Fed actually predicts a slowdown or they wouldn’t have changed their policy. Macro-economic data remains mixed.

 
In our previous newsletter we had already mentioned that the reopening of the dialogue led to a de-escalation of the conflict, which helped exporters compared to companies that serve the local market. While the declining stock prices may have ‘helped’ the administrations to stick to the ceasefire that was negotiated in December, the markets are now at new highs, making it more less clear how negotiations will evolve in the future.

The stock market weakness together with a slowing growth rate urged the Federal Reserve to become more patient in implementing their tightening monetary policy. However, central banks around the world continue to make decisions that extend and inflate a business cycle (expansion) that has gone on for over 10 years now. While the music may run a little longer because of this dovish policy, what goes up must come down eventually - certainly if the envisioned growth does not follow…
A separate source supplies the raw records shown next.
PR #1671, opened 2022-08-04
fix(open data): suppress publishing stop_times because of size limit

lauriemerrell:
# Description

When attempting to publish an updated version of the GTFS latest-only data, my upload failed because the stop_times data is too large for the CKAN API. We will need to reach out to the CKAN admin folks for support (already have one inquiry out to them); in the meantime I am suppressing stop_times so we can re-publish everything else with the correct columns.

## Type of change

- [ ] New feature
- [ ] Documentation
- [ ] agencies.yml

## How has this been tested? 

See #1669; we actually successfully re-published agency and routes but then stop_times failed because of data size.


charlie-costanzo (approved):
LGTM!

PR #1676, opened 2022-08-05
fix(airflow/gtfs_loader): replace non-utf-8 characters

### LINKED ISSUE #1675: Bug: Deal with special character in Foothill Transit routes.txt
**Describe the bug**

Starting on 2022-07-26, Foothill Transit started including a special character of some sort in their `routes.txt` file:
image

This caused the `gtfs_loader.gtfs_schedule_history_load` DAG task to fail with: `UnicodeDecodeError: 'utf-8' codec can't decode byte 0x96 in position 205: invalid start byte`

As a result, our type 2 merge logic has not run since 2022-07-26:

image

**To Reproduce**
1. Try to run the `gtfs_loader.gtfs_schedule_history_load` DAG task for 7/26/22
2. Wait for it to get to the `gs://gtfs-data/schedule/2022-07-26T00:00:00+00:00/112_0/routes.txt` file
3. See failure

**Expected behavior**
We need to be able to process all characters found in GTFS files. 

**Additional context**
Because this has jammed up the `depends_on_past` `merge_updates` DAG task, it is high priority.

lauriemerrell:
# Description

Fixes #1675 by ignoring non-UTF-8 characters in our copy operation (this is the task that copies new GTFS data from one CSV location to a second CSV location with only the known subset of columns.) 

I have chosen to use the `replace` pandas error handling, which replaces the illegal character with a defined unknown.

Alternatives would be:
- Trying to find an encoding that works for the Foothill Transit data on 2022-07-26. 
- Use `ignore` instead of `replace` (see [docs](https://docs.python.org/3/library/codecs.html#error-handlers)); this would replace with an empty space instead of a placeholder character

I liked the placeholder character because it preserves the fact that some data was present. 

Resolves #1675

## Type of change

- [ ] New feature
- [ ] Documentation
- [ ] agencies.yml

## How has this been tested?

- Tested in a notebook and manually confirmed that this option works for the affected data
- Ran Airflow locally 

## Screenshots 

Notebook:

image

Airflow:

image

(Production Airflow shows that that exact line is where the issue occurs without this fix:)
image

### DIFF
--- a/airflow/plugins/utils.py
+++ b/airflow/plugins/utils.py
@@ -48,7 +48,9 @@ def _keep_columns(
     # pandas.errors.ParserError, but the responsibility to catch this error is assumed
     # to be implemented in the code that calls this method.
     try:
-        df = pd.read_csv(read_gcfs(src_path), dtype="object", **kwargs)
+        df = pd.read_csv(
+            read_gcfs(src_path), dtype="object", encoding_errors="replace", **kwargs
+        )
     except EmptyDataError:
         # in the rare case of a totally empty data file, create a DataFrame
         # with no rows, and the target columns


edasmalchi (approved):
lgtm!

atvaccaro (approved):

PR #1695, opened 2022-08-18
Deploy Elavon SFTP ingest server into production

lottspot:
Deploys changes merged in #1692 into production


lottspot:
Archiver v3 changes should be of no concern for this merge, as its deployment is not CI-enabled

atvaccaro (approved):

PR #1857, opened 2022-09-28
add VCTC GMV GTFS Schedule feed

### LINKED ISSUE #1855: GTFS Data: Update VCTC with GMV Schedule Feed
Update `agencies.yml` in order to add GMV VCTC GTFS Schedule feed to facilitate matching with RT feeds.

This will help support producing speedmaps and other metrics to support a Caltrans D5 grant application.

This feed is already tracked [in Airtable](https://airtable.com/appPnJWrQ7ui4UmIl/tbl5V6Vjs4mNQgYbc/viwx2oxkzkK7vOjPB/recrAG7e0oOiR6FiP?blocks=hide) and available at https://govcbus.com/gtfs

March was a pretty bad month for our funds, that lagged the markets significantly. With technology stocks up 20%, growth seems to be in vogue again. Navigator has more of a value tilt and is underinvested in mega caps, which makes it hard to outperform when a significant part of the market gains is driven by a few fast-growing giants. In Flexible, we increased the hedge last month, but have not been rewarded for this decision as markets remained bullish.